In the ongoing saga of what sorts of dialing technology is considered an automatic telephone dialing system (ATDS)—and thus subject to the Telephone Consumer Protection Act’s (TCPA) regulations on autodialers—the Second Circuit Court of Appeals has bucked recent trends and adopted the precedent of the Ninth Circuit’s extremely broad ATDS definition from 2018’s Marks v. Crunch San Diego, LLC.

The Second Circuit found, in Duran v. La Boom Disco, case no. 19-600-cv, (2nd Cir. 2020), that the ExpressText and EZ Texting programs used by the defendant should be regulated as autodialers.
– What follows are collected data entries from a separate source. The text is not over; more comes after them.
Issue #62, opened 2019-04-26
*.a11y.js test are not running.


nahumzs:
# Help wanted
## Please write your question.
Currently, there couple component with a11y.js test in place but are not running because the extension should be spec.js and as well axe is not connected correctly.

Also worth to investigate if using jest-a11y is the best way to test accessibility because is not checking each time the test is interacting with the UI, maybe would be to use something like cypress axe where we can test the interaction and test that accessibility is maintained correctly. cc @oscarkwan 

## Additional context

https://github.com/acl-services/paprika/pull/73#issuecomment-490275068

oscarkwan:
Closing this, done here https://github.com/acl-services/paprika/pull/979

PR #73, opened 2019-05-04
UX-437 Add react-testing-library tests for RawButton 🐐

mikrotron:
### 🛠 Purpose
Add `react-testing-library` "unit" tests for `<RawButton>`.

### ✏️ Notes to Reviewer
✓ Renders with default props
✓ Renders with custom props
✓ Fires onClick callback when clicked
✓ Fires onClick callback when keypressed
✓ Does not fire onClick callback when disabled
✓ Propagates click events by default
✓ Does not propagate click events when canPropagate=false
✓ Is focussable via ref
✓ Is focussable via callback ref

### DIFF
--- a/packages/RawButton/test/RawButton.spec.js
+++ b/packages/RawButton/test/RawButton.spec.js
@@ -25,10 +25,10 @@ describe("RawButton", () => {
   it("should render with default props", () => {
     const { getByText, getByRole, container } = renderComponent();
 
-    expect(getByText(/happy button/i)).toBeVisible();
-    expect(getByRole("button")).toBeVisible();
-    expect(container.querySelector('[tabindex="0"]')).toBeVisible();
-    expect(container.querySelector('[aria-disabled="false"]')).toBeVisible();
+    expect(getByText(/happy button/i)).toBeInTheDocument();
+    expect(getByRole("button")).toBeInTheDocument();
+    expect(container.querySelector('[tabindex="0"]')).toBeInTheDocument();
+    expect(container.querySelector('[aria-disabled="false"]')).toBeInTheDocument();
   });
 
   it("should render with custom props", () => {
@@ -41,11 +41,11 @@ describe("RawButton", () => {
     };
     const { getByRole, container } = renderComponent(customProps);
 
-    expect(container.querySelector('[aria-label="include me"]')).toBeVisible();
-    expect(container.querySelector('[class*="shiny-button"]')).toBeVisible();
-    expect(container.querySelector('[aria-disabled="true"]')).toBeVisible();
-    expect(getByRole("listitem")).toBeVisible();
-    expect(container.querySelector('[tabindex="-1"]')).toBeVisible();
+    expect(container.querySelector('[aria-label="include me"]')).toBeInTheDocument();
+    expect(container.querySelector('[class*="shiny-button"]')).toBeInTheDocument();
+    expect(container.querySelector('[aria-disabled="true"]')).toBeInTheDocument();
+    expect(getByRole("listitem")).toBeInTheDocument();
+    expect(container.querySelector('[tabindex="-1"]')).toBeInTheDocument();
   });
 
   it("should fire onClick callback when clicked", () => {
--- a/packages/RawButton/test/RawButton.spec.js
+++ b/packages/RawButton/test/RawButton.spec.js
@@ -22,7 +22,7 @@ function renderComponent(props = {}) {
 }
 
 describe("RawButton", () => {
-  it("should render with default props", () => {
+  it("Renders with default props", () => {
     const { getByText, getByRole, container } = renderComponent();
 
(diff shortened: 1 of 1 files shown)


packages/RawButton/test/RawButton.spec.js
```diff
@@ -0,0 +1,128 @@
...
+      {props.children || "happy button"}
+    </RawButton>
+  );
+}
+
+describe("RawButton", () => {
+  it("should render with default props", () => {
+    const { getByText, getByRole, container } = renderComponent();
+
+    expect(getByText(/happy button/i)).toBeVisible();
```
alexzherdev: So with styled-components `toBeVisible` is actually able to handle visibility because it's CSS-in-JS right?

mikrotron: These tests pass, so... yes?
I'm not really sure that `toBeVisible()` is the right assertion here.  Really, I want to know that it exists in the DOM... is there a different function I should use instead?

alexzherdev: `toBeInTheDocument`.
That was my question here: `toBeVisible` looks at `visibility: hidden` etc. to check actual visibility. This usually doesn't work with SCSS since we mock those styles out in tests. But with CSS-in-JS it sounds like it should work out

nahumzs: https://github.com/testing-library/jest-dom you can see all the assertions.

oscarkwan: I also suggest to use `toBeInTheDocument`

oscarkwan:
@mikrotron How are we doing a11y testing right now?

oscarkwan:
@mikrotron Overall looks pretty good to me

packages/RawButton/test/RawButton.spec.js
```diff
@@ -0,0 +1,126 @@
...
+
+  return render(
+    <RawButton {...defaultProps} {...props}>
+      {props.children || "happy button"}
+    </RawButton>
+  );
+}
+
+describe("RawButton", () => {
+  it("should render with default props", () => {
```
alexzherdev: On the rails side we say `it('renders with default props', ...)` — I think I prefer that. Any opinions?

oscarkwan: Fine with me, pick one and stick with it 👍

packages/RawButton/test/RawButton.spec.js
```diff
@@ -0,0 +1,126 @@
...
+  it("should render with custom props", () => {
+    const customProps = {
+      a11yText: "include me",
+      isDisabled: true,
+      role: "listitem",
+      tabIndex: -1,
+    };
+    const { getByRole, container } = renderComponent(customProps);
+
+    expect(container.querySelector('[aria-label="include me"]')).toBeInTheDocument();
```
allison-c: Maybe can use `getByLabelText ` ? Their doc said it can find by `aria-label`

nahumzs:
There is a ticket to connect a11y test, the test we were doing with jest was just running only one time per render, which only deal with the initial state of the component, missing a11y issues once you start interacting with it. 

I was thinking of doing something that evaluates a11y as you interact with the component, cypress has a good one, but there is none implementation so far. :/

https://github.com/acl-services/paprika/issues/62 cc @oscarkwan

packages/RawButton/test/RawButton.spec.js
mikrotron: In general, I favour fewer words when possible, so dropping "should" in all test cases is fine with me.  Do we have consensus to make this a standard for the repo?

packages/RawButton/test/RawButton.spec.js
oscarkwan: `getByLabelText` won't find by `aria-label` by by `<label>`'s text.

Example:
```<label for="username-input">Username</label>```

Comment (mikrotron) [reply packages/RawButton/test/RawButton.spec.js]: Allison appears to be correct, it _does_ select based on the `aria-label` too! Pro tip!

**Comment by alexzherdev** [comment]
Do you mean this? https://github.com/avanslaars/cypress-axe

**Comment by alexzherdev** [comment]
@nahumzs do you mean this? https://github.com/avanslaars/cypress-axe

**Comment by nahumzs** [comment]
yeah that one @alexzherdev but have work with it, neither sure if it's the best alternative. If we could do something similar with jest I think would be a win-win.

**Comment by alexzherdev** [comment]
@nahumzs There's a chapter in testing javascript on this, not sure if we watched it. But should be fairly easy to do à la https://github.com/nickcolley/jest-axe#with-react?
```js
const { container, doSomethingElse } = render(<MyComponent />);
let results = await axe(container.innerHTML);
expect(results).toHaveNoViolations();
doSomethingElse();
results = await axe(container.innerHTML);
expect(results).toHaveNoViolations();
```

Following the Marks precedent, the Court determined that any device that can dial from numbers stored in a list is an ATDS, holding that “an ATDS may call numbers from stored lists, such as those generated, initially, by humans.” The court also found that a human hitting a “send” button to initiate the text campaign is insufficient human intervention to preclude an ATDS designation.

Ever since the D.C. Circuit’s 2018 decision in ACA International, et al. v. FCC, et al. struck down the Federal Communications Commission’s (FCC) broad definition of an autodialer, different court jurisdictions have set forth wildly different interpretations of the TCPA’s definition of what constitutes an ATDS. The recent trend, as exemplified by Gadelhak v. AT&T Services, No. 19-1738 (7th Cir. Feb. 19, 2020) and Glasser v. Hilton Grand Vacations, Case No. 18-14499 (Jan. 27, 2020 Decided), has been toward a more narrow, statutory definition. But Duran shows that marketers still have to contend with the broad Marks definition.